## TASK INSTRUCTIONS
An exact copy of all the data is required.
──────── PROVIDED INFORMATION
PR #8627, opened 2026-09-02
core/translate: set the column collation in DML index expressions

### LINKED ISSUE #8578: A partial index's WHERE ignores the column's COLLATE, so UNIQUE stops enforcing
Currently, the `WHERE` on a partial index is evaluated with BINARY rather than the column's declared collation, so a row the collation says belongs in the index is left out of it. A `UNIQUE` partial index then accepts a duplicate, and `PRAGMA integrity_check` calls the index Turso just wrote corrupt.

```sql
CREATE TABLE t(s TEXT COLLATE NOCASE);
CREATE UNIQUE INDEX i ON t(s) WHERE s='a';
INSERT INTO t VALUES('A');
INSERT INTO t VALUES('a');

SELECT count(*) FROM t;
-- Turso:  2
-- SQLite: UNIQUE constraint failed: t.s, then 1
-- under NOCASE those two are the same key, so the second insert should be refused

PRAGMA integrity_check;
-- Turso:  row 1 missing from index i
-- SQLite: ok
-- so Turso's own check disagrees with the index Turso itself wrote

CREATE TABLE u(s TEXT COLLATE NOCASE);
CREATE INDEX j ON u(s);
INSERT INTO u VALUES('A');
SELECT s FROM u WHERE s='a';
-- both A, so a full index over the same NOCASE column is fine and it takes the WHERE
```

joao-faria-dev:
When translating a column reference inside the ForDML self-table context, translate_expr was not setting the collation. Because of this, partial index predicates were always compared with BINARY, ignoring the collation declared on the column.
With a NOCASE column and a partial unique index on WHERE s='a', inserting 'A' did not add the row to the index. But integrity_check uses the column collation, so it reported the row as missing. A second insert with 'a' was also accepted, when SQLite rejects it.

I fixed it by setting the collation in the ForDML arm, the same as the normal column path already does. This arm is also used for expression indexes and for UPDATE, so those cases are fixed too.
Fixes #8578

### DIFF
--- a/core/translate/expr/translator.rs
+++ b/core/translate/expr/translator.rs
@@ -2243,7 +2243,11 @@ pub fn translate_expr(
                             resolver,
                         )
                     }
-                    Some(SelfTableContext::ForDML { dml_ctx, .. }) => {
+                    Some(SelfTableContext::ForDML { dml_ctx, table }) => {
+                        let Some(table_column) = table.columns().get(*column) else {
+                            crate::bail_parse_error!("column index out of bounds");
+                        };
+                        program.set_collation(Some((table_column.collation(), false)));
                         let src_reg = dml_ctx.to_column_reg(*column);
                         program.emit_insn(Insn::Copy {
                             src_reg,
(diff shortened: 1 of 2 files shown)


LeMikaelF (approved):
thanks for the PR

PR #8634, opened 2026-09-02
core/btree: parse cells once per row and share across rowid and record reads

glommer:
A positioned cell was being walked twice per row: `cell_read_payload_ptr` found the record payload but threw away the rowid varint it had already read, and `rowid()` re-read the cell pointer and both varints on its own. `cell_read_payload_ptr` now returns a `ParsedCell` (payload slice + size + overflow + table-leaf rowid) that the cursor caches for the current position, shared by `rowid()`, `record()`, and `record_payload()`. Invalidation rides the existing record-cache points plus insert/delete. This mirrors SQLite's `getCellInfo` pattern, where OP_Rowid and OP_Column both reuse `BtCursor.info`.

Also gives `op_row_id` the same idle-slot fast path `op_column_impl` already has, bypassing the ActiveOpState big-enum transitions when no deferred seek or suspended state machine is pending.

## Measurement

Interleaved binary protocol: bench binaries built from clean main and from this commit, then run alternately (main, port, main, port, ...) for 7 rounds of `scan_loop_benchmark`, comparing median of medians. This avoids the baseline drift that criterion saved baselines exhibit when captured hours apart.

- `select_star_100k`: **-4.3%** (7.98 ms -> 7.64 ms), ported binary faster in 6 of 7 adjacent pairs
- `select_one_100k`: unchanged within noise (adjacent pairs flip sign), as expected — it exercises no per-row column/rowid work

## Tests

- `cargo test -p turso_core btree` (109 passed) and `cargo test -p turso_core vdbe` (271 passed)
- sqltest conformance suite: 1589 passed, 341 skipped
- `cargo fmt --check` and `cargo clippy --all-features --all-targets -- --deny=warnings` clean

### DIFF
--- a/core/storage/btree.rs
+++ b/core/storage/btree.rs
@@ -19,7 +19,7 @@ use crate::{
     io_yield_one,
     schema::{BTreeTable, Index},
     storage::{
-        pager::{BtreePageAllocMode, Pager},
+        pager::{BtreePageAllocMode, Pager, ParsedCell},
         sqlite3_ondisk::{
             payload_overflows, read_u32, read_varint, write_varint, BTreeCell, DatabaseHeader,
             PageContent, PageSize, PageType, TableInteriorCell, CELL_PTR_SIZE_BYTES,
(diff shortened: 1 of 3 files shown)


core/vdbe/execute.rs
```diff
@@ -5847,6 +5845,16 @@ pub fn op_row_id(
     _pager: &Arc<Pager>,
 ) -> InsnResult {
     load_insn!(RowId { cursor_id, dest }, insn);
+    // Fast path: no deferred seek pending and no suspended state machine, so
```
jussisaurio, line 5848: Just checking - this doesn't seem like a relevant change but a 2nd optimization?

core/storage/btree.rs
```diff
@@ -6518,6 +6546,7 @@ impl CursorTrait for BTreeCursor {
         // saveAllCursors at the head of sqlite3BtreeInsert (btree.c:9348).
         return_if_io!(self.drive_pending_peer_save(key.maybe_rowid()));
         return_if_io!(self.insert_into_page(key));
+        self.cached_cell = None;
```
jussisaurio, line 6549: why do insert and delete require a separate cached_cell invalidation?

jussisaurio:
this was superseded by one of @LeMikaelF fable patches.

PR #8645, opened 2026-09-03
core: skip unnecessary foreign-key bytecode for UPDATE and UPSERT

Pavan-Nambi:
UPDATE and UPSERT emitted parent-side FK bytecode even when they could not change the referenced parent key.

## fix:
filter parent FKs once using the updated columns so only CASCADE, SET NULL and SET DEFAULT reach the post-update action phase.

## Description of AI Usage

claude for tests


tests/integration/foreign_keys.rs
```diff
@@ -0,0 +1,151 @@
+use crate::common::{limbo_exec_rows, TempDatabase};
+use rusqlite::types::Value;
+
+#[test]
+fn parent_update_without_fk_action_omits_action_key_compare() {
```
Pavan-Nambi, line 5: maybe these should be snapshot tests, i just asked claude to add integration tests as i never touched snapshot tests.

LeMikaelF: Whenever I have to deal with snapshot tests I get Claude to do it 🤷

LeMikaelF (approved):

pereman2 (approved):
────────────────
## TASK ANSWER
PR #8627, opened 2026-09-02
core/translate: set the column collation in DML index expressions

### LINKED ISSUE #8578: A partial index's WHERE ignores the column's COLLATE, so UNIQUE stops enforcing
Currently, the `WHERE` on a partial index is evaluated with BINARY rather than the column's declared collation, so a row the collation says belongs in the index is left out of it. A `UNIQUE` partial index then accepts a duplicate, and `PRAGMA integrity_check` calls the index Turso just wrote corrupt.

```sql
CREATE TABLE t(s TEXT COLLATE NOCASE);
CREATE UNIQUE INDEX i ON t(s) WHERE s='a';
INSERT INTO t VALUES('A');
INSERT INTO t VALUES('a');

SELECT count(*) FROM t;
-- Turso:  2
-- SQLite: UNIQUE constraint failed: t.s, then 1
-- under NOCASE those two are the same key, so the second insert should be refused

PRAGMA integrity_check;
-- Turso:  row 1 missing from index i
-- SQLite: ok
-- so Turso's own check disagrees with the index Turso itself wrote

CREATE TABLE u(s TEXT COLLATE NOCASE);
CREATE INDEX j ON u(s);
INSERT INTO u VALUES('A');
SELECT s FROM u WHERE s='a';
-- both A, so a full index over the same NOCASE column is fine and it takes the WHERE
```

joao-faria-dev:
When translating a column reference inside the ForDML self-table context, translate_expr was not setting the collation. Because of this, partial index predicates were always compared with BINARY, ignoring the collation declared on the column.
With a NOCASE column and a partial unique index on WHERE s='a', inserting 'A' did not add the row to the index. But integrity_check uses the column collation, so it reported the row as missing. A second insert with 'a' was also accepted, when SQLite rejects it.

I fixed it by setting the collation in the ForDML arm, the same as the normal column path already does. This arm is also used for expression indexes and for UPDATE, so those cases are fixed too.
Fixes #8578

### DIFF
--- a/core/translate/expr/translator.rs
+++ b/core/translate/expr/translator.rs
@@ -2243,7 +2243,11 @@ pub fn translate_expr(
                             resolver,
                         )
                     }
-                    Some(SelfTableContext::ForDML { dml_ctx, .. }) => {
+                    Some(SelfTableContext::ForDML { dml_ctx, table }) => {
+                        let Some(table_column) = table.columns().get(*column) else {
+                            crate::bail_parse_error!("column index out of bounds");
+                        };
+                        program.set_collation(Some((table_column.collation(), false)));
                         let src_reg = dml_ctx.to_column_reg(*column);
                         program.emit_insn(Insn::Copy {
                             src_reg,
(diff shortened: 1 of 2 files shown)


LeMikaelF (approved):
thanks for the PR

PR #8634, opened 2026-09-02
core/btree: parse cells once per row and share across rowid and record reads

glommer:
A positioned cell was being walked twice per row: `cell_read_payload_ptr` found the record payload but threw away the rowid varint it had already read, and `rowid()` re-read the cell pointer and both varints on its own. `cell_read_payload_ptr` now returns a `ParsedCell` (payload slice + size + overflow + table-leaf rowid) that the cursor caches for the current position, shared by `rowid()`, `record()`, and `record_payload()`. Invalidation rides the existing record-cache points plus insert/delete. This mirrors SQLite's `getCellInfo` pattern, where OP_Rowid and OP_Column both reuse `BtCursor.info`.

Also gives `op_row_id` the same idle-slot fast path `op_column_impl` already has, bypassing the ActiveOpState big-enum transitions when no deferred seek or suspended state machine is pending.

## Measurement

Interleaved binary protocol: bench binaries built from clean main and from this commit, then run alternately (main, port, main, port, ...) for 7 rounds of `scan_loop_benchmark`, comparing median of medians. This avoids the baseline drift that criterion saved baselines exhibit when captured hours apart.

- `select_star_100k`: **-4.3%** (7.98 ms -> 7.64 ms), ported binary faster in 6 of 7 adjacent pairs
- `select_one_100k`: unchanged within noise (adjacent pairs flip sign), as expected — it exercises no per-row column/rowid work

## Tests

- `cargo test -p turso_core btree` (109 passed) and `cargo test -p turso_core vdbe` (271 passed)
- sqltest conformance suite: 1589 passed, 341 skipped
- `cargo fmt --check` and `cargo clippy --all-features --all-targets -- --deny=warnings` clean

### DIFF
--- a/core/storage/btree.rs
+++ b/core/storage/btree.rs
@@ -19,7 +19,7 @@ use crate::{
     io_yield_one,
     schema::{BTreeTable, Index},
     storage::{
-        pager::{BtreePageAllocMode, Pager},
+        pager::{BtreePageAllocMode, Pager, ParsedCell},
         sqlite3_ondisk::{
             payload_overflows, read_u32, read_varint, write_varint, BTreeCell, DatabaseHeader,
             PageContent, PageSize, PageType, TableInteriorCell, CELL_PTR_SIZE_BYTES,
(diff shortened: 1 of 3 files shown)


core/vdbe/execute.rs
```diff
@@ -5847,6 +5845,16 @@ pub fn op_row_id(
     _pager: &Arc<Pager>,
 ) -> InsnResult {
     load_insn!(RowId { cursor_id, dest }, insn);
+    // Fast path: no deferred seek pending and no suspended state machine, so
```
jussisaurio, line 5848: Just checking - this doesn't seem like a relevant change but a 2nd optimization?

core/storage/btree.rs
```diff
@@ -6518,6 +6546,7 @@ impl CursorTrait for BTreeCursor {
         // saveAllCursors at the head of sqlite3BtreeInsert (btree.c:9348).
         return_if_io!(self.drive_pending_peer_save(key.maybe_rowid()));
         return_if_io!(self.insert_into_page(key));
+        self.cached_cell = None;
```
jussisaurio, line 6549: why do insert and delete require a separate cached_cell invalidation?

jussisaurio:
this was superseded by one of @LeMikaelF fable patches.

PR #8645, opened 2026-09-03
core: skip unnecessary foreign-key bytecode for UPDATE and UPSERT

Pavan-Nambi:
UPDATE and UPSERT emitted parent-side FK bytecode even when they could not change the referenced parent key.

## fix:
filter parent FKs once using the updated columns so only CASCADE, SET NULL and SET DEFAULT reach the post-update action phase.

## Description of AI Usage

claude for tests


tests/integration/foreign_keys.rs
```diff
@@ -0,0 +1,151 @@
+use crate::common::{limbo_exec_rows, TempDatabase};
+use rusqlite::types::Value;
+
+#[test]
+fn parent_update_without_fk_action_omits_action_key_compare() {
```
Pavan-Nambi, line 5: maybe these should be snapshot tests, i just asked claude to add integration tests as i never touched snapshot tests.

LeMikaelF: Whenever I have to deal with snapshot tests I get Claude to do it 🤷

LeMikaelF (approved):

pereman2 (approved):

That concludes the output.